[SUPPLIED RECORDS Boundary: Start]

PR #185, opened 2015-08-20
Add backoff param to JSONFetcher and related ValueFilters

alstaplesmoore:


mspiegel:
I did the wrong thing earlier. For this example you want the callable to go ahead and throw the IOException and not wrap it in an UncheckedIOException.

alstaplesmoore:
I retry on UncheckedIOException. My adhoc tests show retries working correctly on an invalid URL.

mspiegel:
@alstaplesmoore can you take a look at this change: https://github.com/addthis/hydra/commit/862887c17c0ee400c76168cc6ae0c1441bbd9871? My request is that we do not wrap IOExceptions inside of UncheckedIOExceptions when it's not necessary.

alstaplesmoore:
^ Looks fine

PR #186, opened 2015-08-20
added int-to-enum conversion methods

gnurik:
These are useful for http client that looks at an int value and tries to convert to the enum


mspiegel:
I think the method you want is #makeState(int value) and it is already implemented.

gnurik:
ah yes, don't know how I missed that, thx

PR #187, opened 2015-09-01
Remove MediatedEvictionConcurrentHashMap.

mspiegel:
Use a regular ConcurrentHashMap. release() operations that return the final lease are responsible for eviction to disk. The node remains in the cache with a lease count of -1 this is used as a tombstone
in the cache while the eviction to disk is taking place.

Thanks to an earlier change where nodes must be leased prior to deletion, I don't think there is the possibility of a race condition with node deletion and node eviction. Also note that node state "-3" has been removed in this branch. It is no longer needed.

In the performance tests this branch performance no worse and sometimes slightly better than the MediatedEvictionConcurrentHashMap. Results are https://goo.gl/yk2ztF (internal access only).


tea-dragon:
Is the implication of this that the node cache will always miss unless there is enough contention between threads?

mspiegel:
Err. Performance numbers show a 10x reduction in performance for one class of critical jobs.

tea-dragon:
Closing for now, as it does not seem safe to become the default (and only) option at this time. Might make an interesting toggle.

PR #996, opened 2017-01-18
Downgrade PHPUnit to version used by Drupal core (~4.8)

TravisCarden:
PhpStorm seems to be incompatible with PhpUnit 5 (or some of its dependencies). Can we downgrade to the version used by Drupal core (~4.8)? Tracking core on that point seems like the safest thing to do anyway, since many people will want to write unit tests that will work on the Drupal.org testbot and some people may even want to run core's unit tests; and the safest thing in both those cases is to use the same version.

### DIFF
--- a/composer.json
+++ b/composer.json
@@ -21,7 +21,7 @@
         "drupal/console":                   "^1.0.0-rc13",
         "phing/phing":                      "^2.15.0",
         "php":                              ">=5.6",
-        "phpunit/phpunit":                  "^5.5.4",
+        "phpunit/phpunit":                  "^4.8",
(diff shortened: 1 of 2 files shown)


composer.json
```diff
@@ -21,7 +21,7 @@
         "drupal/console":                   "^1.0.0-rc13",
         "phing/phing":                      "^2.15.0",
         "php":                              ">=5.6",
-        "phpunit/phpunit":                  "^5.5.4",
+        "phpunit/phpunit":                  "~4.8",
```
grasmash: Please specify this as a minimum version. E.g., ^4.8

TravisCarden: @grasmash Done.

PR #1005, opened 2017-01-21
Add multisite support for setup tasks

bobbygryzynger:
Addresses aspects of #799.

Changes proposed:
- Allow multisite configurations to be supplied in per-site yaml files.
- Perform setup tasks for each multisite.

### DIFF
--- a/phing/tasks/properties.xml
+++ b/phing/tasks/properties.xml
@@ -69,9 +69,9 @@
       <propertyregex subject="${multisite.names}" pattern=",$" replace="" property="multisite.names" override="true"/>
       <!-- Load default site properties if overrides are specified. -->
       <if>
-        <available filepath="${blt.config-dirs.sites}" file="${site.name}.yml" />
+        <available filepath="${blt.config-dirs.sites}" file="project.${site.name}.yml" />
         <then>
-          <property file="${blt.config-dirs.sites}/${site.name}.yml" prefix="site" logoutput="false"/>
+          <property file="${blt.config-dirs.sites}/project.${site.name}.yml" prefix="site" logoutput="false"/>
         </then>
       </if>
     </then>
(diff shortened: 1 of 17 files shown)


bobbygryzynger:
@grasmash - I've taken a stab here at breaking up #827 a bit, let me know what you think.

phing/tasks/properties.xml
```diff
@@ -56,7 +56,43 @@
...
-  <echo level="verbose">Executing commands against multisite "${multisite.name}"</echo>
+  <!-- Set the default site to operate against. -->
+  <property name="site.name" value="default" override="false"/>
+
+  <!-- Load multisite-specific overrides. -->
+  <if>
+    <available file="${blt.config-dirs.sites}"/>
+    <then>
+      <!-- Build the site list from *.yml files in the blt/sites directory. -->
+      <exec dir="${blt.config-dirs.sites}" command="ls *.yml | tr -d '\n' | sed s/\.yml/,/g" outputProperty="multisite.names"/>
```
grasmash: I think we may need a more blt-specific pattern, since this could pick up unrelated yml files. Perhaps project.site.yml.

grasmash:
Thanks for breaking this into something smaller. I think that the last step before merging is to ensure that there's some type of test coverage. Perhaps we can add a default project.site.yml to a directory during BLT's .travis.yml execution and assert that it has been parsed and generated the expected settings files.

kylebrowning:
👍

bobbygryzynger:
@grasmash - working on adding some tests here, but ran into #1011.

bobbygryzynger:
@grasmash - I've put some additional testing in place here. I wasn't entirely sure how to go about testing that site properties are being correctly parsed, but take a look at `PropertiesTest.php` and see if you feel like it's a reasonable approach.

PR #1018, opened 2017-01-27
Fixes #1017: Running BLT commands in Drupal VM requires bz2; update to Drupal VM 4.2.x.

### LINKED ISSUE #1017: Running BLT commands within Drupal VM requires bz2 extension
My system information:
* Operating system type: Windows
* Operating system version: 10, Anniversary Edition
* BLT version: 8.6.10

When I run this command:
```
composer blt-alias
```

I get the following output:
```
Something to the effect of "bz2 extension is required".
```

Copying from the Windows laptop to this issue is excruciating, so trust me on it.

* The BLT alias should be installed successfully.

To fix, we need to make sure the bz2 extension is available inside the VM (for the benefit of Windows users and others running stuff inside their VM instead of on the host machine). PR incoming.

geerlingguy:


geerlingguy:
Still testing... now I'm getting "../acquia/blt/bin/blt: not found" :/

geerlingguy:
Weird, it seems all kinds of `blt` commands are trying to find paths like `../phing/phing/bin/phing` or `../acquia/blt/bin/blt`, but when I check, all those folders and executables exist and work independently in the right paths inside the `vendor` directory.

This PR is still needed... but I'm hitting a wall at this point in my quest to set up instructions for doing literally everything (from no project to full BLT project) within Windows only.

geerlingguy:
Turns out I had to reboot entirely, and now I can delete that folder from within Ubuntu Bash, using `sudo rm -rf vendor`.

geerlingguy:
And I wasn't running Cmder as administrator, so symlinks were all catawampus.

geerlingguy:
And I finally have a fully functional huge set of instructions from going to no project to fully-functional BLT project with Drupal VM on Windows that I'll do a screencast of, then post to my blog. I didn't know if it would be possible, but you can actually do every single thing inside Windows 10 native environment.

geerlingguy:
(As long as this PR is merged, that is).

[SUPPLIED RECORDS Boundary: End]

TASK BRIEF.
Copy out each line of the records above that includes "working".

WRITTEN SOLUTION.
I retry on UncheckedIOException. My adhoc tests show retries working correctly on an invalid URL.
@grasmash - working on adding some tests here, but ran into #1011.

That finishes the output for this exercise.